If cutting payroll spending [which would be the presumed motivation during a credit crunch] had been the primary motivation of employers, then they should have cut deepest among their most expensive employees. Firing one person making, say, $2,000 a week saves more than firing three people making $600 a week.
It is true that part-time employment, which is typically low-paying, increased significantly during the recession. However, last week I showed Census data suggesting that employment of people making more than $2,000 a week may have been greater in the 12 months after Lehman Brothers failed than it was before, even while employment of people making less than $2,000 a week fell several million.
Hiring more high-paid people is not a way to reduce payroll spending. Moreover, payroll spending now exceeds what it was when the recession began, yet employment remains millions lower.
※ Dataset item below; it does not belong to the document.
PR #182, opened 2016-04-29
Fixing the name of the full layout image

alkemyst:


alkemyst:
Tested locally by Stefano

Apparently, payroll spending is not enough to bring those jobs back.
Another theory of the recession is that it was caused by a lack of demand — fewer employees were needed because employers were selling less to their customers. The low-demand theory is a good description of a couple of industries, like manufacturing and home construction, but if it described the economy as a whole we would have seen all types of employment cut, not just employment of people making less than $2,000 a week.
What seems to have occurred is a cut in personnel rather than payroll.
Another set of theories say that high-paid employees are replacing low- and middle-income employees. This replacement might come from employers’ attempts to cut personnel during the recession, rather than payroll spending. For example, employers might have worried about health insurance and other employment regulation whose costs are proportional to the number of employees they have. In this view, the bank bailout did little to prevent layoffs.
There may be an Austrian interpretation of this as well. The summary picture seems to be one where (1) relatively high-pay employees were substituted for low-pay employees while (2) within low-pay employment, there was a shift from full-time to part-time jobs. If the Great Recession was an Austrian business cycle theory (ABCT) type of bust, it should have been a period of reallocation following malinvestment. Labor would have been mismatched across heterogeneous capital types. During the reallocation one would have expected a bias towards more substitutable (i.e., mobile across job types). If higher levels of human capital (which typically correspond to higher pay) are more substitutable (or, using other economics terminology, if high-level human capital tends to have relatively low asset-specificity) then it would not be surprising to see a shift, for a given payroll, towards higher paying jobs. Also, low-paid workers may be more substitutable in the form of part-time jobs than full-time jobs.
Furthermore, given the uncertainty associated with a macroeconomic reallocation, full-time jobs may be viewed as having more "putty-clay" characteristics. Benefits packages and longer-term employment contracts may be avoided during a time when the profitable directions of reallocation have yet to be discerned.
Counter-examples abound to some of my ramblings above. For example, a software programmer's human capital may well have higher asset-specificity than many manual laborers. On the other hand, I tend to think of white-collar workers generally as more easily changing industries at comparable pay than blue-collar workers are. Ultimately these are empirical questions.